Where Were You, Lord?

Three years ago today, my family’s life changed. Our beloved mother, mother-in-law, and grandma passed away unexpectedly.

None of us escapes death, either our own or a loved one’s. As Christians, we grieve with hope. We feel the agonizing pain and empty place in our hearts, but we also know there is hope. We pray to be reunited with them one day in heaven.

We also face the temptation to question God when faced with death, especially unexpected or tragic circumstances. In January the world mourned when a helicopter crashed in California, taking the lives of Kobe Bryant, Gianna Bryant, Payton Chester, Sarah Chester, Alyssa Altobelli, Keri Altobelli, John Altobelli, Christina Mauser, and Ara Zobayan. Where were you, Lord?
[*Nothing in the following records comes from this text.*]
PR #1122, opened 2025-09-30
github-bots/sdk: Don't immediately revoke token on first use

wlynch:
There's no need to revoke the token if it's still valid. Instead, reuse the existing token and carry on as normal, respecting the existing token expiration.

### DIFF
--- a/modules/github-bots/sdk/github.go
+++ b/modules/github-bots/sdk/github.go
@@ -34,14 +34,13 @@ import (
 // A new token is created for each client, and is not refreshed. It can be
 // revoked with Close.
 func NewGitHubClient(ctx context.Context, org, repo, policyName string, opts ...GitHubClientOption) GitHubClient {
-	ts := oauth2.ReuseTokenSource(nil, &tokenSource{
-		org:        org,
-		repo:       repo,
-		policyName: policyName,
-	})
+	ts, err := octosts.NewTokenSourceFromValues(ctx, policyName, org, repo)
+	if err != nil {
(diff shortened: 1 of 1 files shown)


modules/github-bots/sdk/github.go
```diff
@@ -34,14 +34,13 @@ import (
...
 // revoked with Close.
 func NewGitHubClient(ctx context.Context, org, repo, policyName string, opts ...GitHubClientOption) GitHubClient {
-	ts := oauth2.ReuseTokenSource(nil, &tokenSource{
-		org:        org,
-		repo:       repo,
-		policyName: policyName,
-	})
+	ts, err := octosts.NewTokenSourceFromValues(ctx, policyName, org, repo)
+	if err != nil {
+		clog.FromContext(ctx).Warnf("failed to create octosts token source, failing back to no token source: %v", err)
```
mattmoor, line 39: This masks an error that's (very likely) just going to manifest downstream as 403s, and because the client is bad, it won't recover.  I don't think we should just log and continue here.

mattmoor (commented):
You need to rebase to pick up an unrelated linting fix.

modules/github-bots/sdk/github.go
wlynch: Okay, reverted the old transport back for this particular case (but not for the default happy path). FWIW - this wouldn't fail because of github/octosts quota - this would only fail if we failed to fetch the GCP OIDC token the first time.

jml:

In February, a local community mourned the loss of a young mother. Cancer took her from her three young children nearly two years after a bike accident took their father. It doesn’t make sense. Why would God allow this? Where were you, Lord?

I’m sure you have a unique circumstance to which you can attach this question. It doesn’t feel fair when death steps into the life of a good person. A Christian person. A young child.
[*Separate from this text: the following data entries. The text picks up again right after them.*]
PR #1130, opened 2025-10-01
add a module to concat two strings, subject to a given maximum length

cmdpdx:
There are a few resources that have constraints on the length of their names. We currently apply the same name to a bunch of subresources within modules, and if one violates a maximum length requirement the entire module fails. This module intends to allow us to only shorten names when necessary, and otherwise continue using the caller provided names as is.

### DIFF
--- a/modules/limited-concat/variables.tf
+++ b/modules/limited-concat/variables.tf
@@ -1,0 +1,19 @@
+variable "prefix" {
+  description = "First part of the result, will be shortened if length(prefix)+length(suffix) > limit."
+  type = string
+}
+
+variable "suffix" {
+  description = "Second part of the result, included in whole."
+  type = string
+}
+
+variable "limit" {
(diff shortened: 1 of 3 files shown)


modules/limited-concat/variables.tf
```diff
@@ -0,0 +1,30 @@
...
+variable "limited-parameter" {
+  description = "Which parameter (prefix of suffix) to shorten if concatenation is longer than the limit."
+  type = string
+  default = "prefix"
+
+  validation {
+    condition = var.limited-parameter == "prefix" || var.limited-parameter == "suffix"
+    error_message = "limited-parameter must be one of \"prefix\" or \"suffix\"."
+  }
+}
```
mattmoor, line 30: I wouldn't overcomplicated it :)

mattmoor (approved):

PR #1136, opened 2025-10-03
add module for slo, and make it optional, disabled by default for regional-service

k4leung4:
for https://github.com/chainguard-dev/internal-dev/issues/20392

new module to create monitoring service to be associated with slo monitoring
configurable for cloud run service.

first pass is to support only availability
future iteration will focus on per method and correctness of these methods

will plumb it through other modules once its sufficiently tested in staging


cpanato (approved):
love it

thanks!

PR #1149, opened 2025-10-07
not fail in apply when we not set the slo var object

cpanato:
failing when the `slo` is not defined

```
Plan: 2 to add, 1 to change, 1 to destroy.
╷
│ Error: Attempt to get attribute from null value
│ 
│   on .terraform/modules/gh_rate_limit_service/modules/regional-service/main.tf line 373, in module "slo":
│  373:   count = var.slo.enable ? 1 : 0
│     ├────────────────
│     │ var.slo is null
│ 
│ This value is null, so it does not have any attributes.
╵

```


egibs (approved):

cpanato:
we need a new release

PR #1150, opened 2025-10-07
Check whether var.slo is null before accessing enabled

egibs:
We're seeing errors like this since `var.slo` defaults to `null`:
```
Error: Attempt to get attribute from null value

  on .terraform/modules/.../modules/regional-service/main.tf line 373, in module "slo":
 373:   count = var.slo.enable ? 1 : 0
    ├────────────────
    │ var.slo is null

```

This PR checks whether `var.slo` is `null` before accessing the value of `enabled`.

### DIFF
--- a/modules/regional-service/main.tf
+++ b/modules/regional-service/main.tf
@@ -370,7 +370,7 @@ resource "google_cloud_run_v2_service_iam_member" "public-services-are-unauthent
 }
 
 module "slo" {
-  count = var.slo.enable ? 1 : 0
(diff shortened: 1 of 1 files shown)


cpanato:
@egibs did simiar in https://github.com/chainguard-dev/terraform-infra-common/pull/1149 this morning :)

egibs:
> @egibs did simiar in #1149 this morning :)

Nice 🙂 -- I'll close this out.

PR #361, opened 2017-10-10
DWR-1060 Minor clean up.

agorina:


migrate-olap/src/main/resources/application.warehouse.to.staging.sql.yml
```diff
@@ -33,6 +33,7 @@ sql:
                 CREDENTIALS 'aws_iam_role=${migrate.aws.redshift.role}'
                 FORMAT AS CSV
                 DELIMITER ','
+                COMPUPDATE OFF
```
agorina: I do not think it is going to make a big difference for us, but this would not hurt.

migrate-olap/src/main/resources/banner.txt
```diff
@@ -0,0 +1,6 @@
+spring-boot: ${spring-boot.formatted-version}
+  _   _                                       _           _     _
+ |_) | \ \    /   |\/| o  _  ._ _. _|_  _    / \ |   /\  |_)   |_)  _  ._   _  ._ _|_ o ._   _
+ | \ |_/  \/\/    |  | | (_| | (_|  |_ (/_   \_/ |_ /--\ |     | \ (/_ |_) (_) |   |_ | | | (_|
+                          _|                                           |                     _|
+© The Regents of the University of California – Smarter Balanced Assessment Consortium
```
agorina: I do not think it exactly matches the font in other banners, but close enough.

PR #366, opened 2017-10-12
Upsert/Delete exam based upon Opportunity.statusDate and Opportunity.…

wtritch:
…status values

This PR is blocked by the associated schema changes in RDW_Schema.

This PR has two objectives:
1. Delete an Exam for a TRT with an Opportunity.status value of "reset."
2. Only update an Exam if the submitted Opportunity.statusDate value is equal to or after an existing Exam's statusDate value.


exam-processor/src/main/java/org/opentestsystem/rdw/ingest/processor/repository/impl/JdbcExamRepository.java
```diff
@@ -92,8 +95,13 @@ public long upsert(final Exam exam, final long importId) {
         final Exam existing = findOne(exam.getAssessmentId(), exam.getStudentExamAttributes().getStudentId(), exam.getOppId());
         if (existing == null) {
             return createExam(exam, importId);
-        } else {
+        } else if (existing.getStatusDate() == null ||
+                existing.getStatusDate().equals(exam.getStatusDate()) ||
+                existing.getStatusDate().isBefore(exam.getStatusDate())) {
```
wtritch: To handle legacy data, we will update any existing exam with a "null" statusDate value.  Otherwise, ignore a TRT that attempts to update an existing exam with a later statusDate.

exam-processor/src/test/java/org/opentestsystem/rdw/ingest/processor/repository/impl/ExamRepositoryIT.java
```diff
@@ -535,4 +538,35 @@ public void itShouldRemoveStaleAccommodationIds() {
...
+    public void itShouldInsertASoftDeletedExam() {
+        final Exam exam = builder
+                .deleted(true)
+                .build();
+        final long examId = repository.upsert(exam, -1);
+        final Map<String, Object> insertedValues = namedParameterTemplate.queryForMap(
+                "select * from exam where id = :id",
+                new MapSqlParameterSource().addValue("id", examId));
+        assertThat(insertedValues.get("deleted")).isEqualTo(1);
+    }
```
wtritch: After discussion, if a Create and a Delete message arrive at the same time and the Delete is processed first, we want to leave the system in the same state as if the Created had arrived first.  This means that attempting to Delete a non-existent exam should create a deleted exam.

exam-processor/src/main/java/org/opentestsystem/rdw/ingest/processor/repository/impl/JdbcExamRepository.java
```diff
@@ -92,8 +95,13 @@ public long upsert(final Exam exam, final long importId) {
...
             return updateExamAndChildren(exam, existing, importId);
+        } else {
+            logger.info("Ignoring TDSReport with early statusDate. Import: {}", importId);
```
malaffoon: Can you emit the two dates in the log message?

wtritch: Good call, done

John 11:1-44 brought me some comfort after the unexpected passing of my mother-in-law. The apostle John recounts the death and resurrection of Lazarus, a close friend of Jesus. After Lazarus died, Jesus returned to the village where Martha and Mary mourned. Mary approached Jesus and (I imagine) fell apart: “Lord, if you had been here, my brother would not have died.” (John 11:32)

Mary asked Jesus the same question I am tempted to ask in difficult times.

Mary knew Jesus could’ve healed his ailment. She believed in his power to heal the sick. But, Mary didn’t know Jesus claimed victory over death as well.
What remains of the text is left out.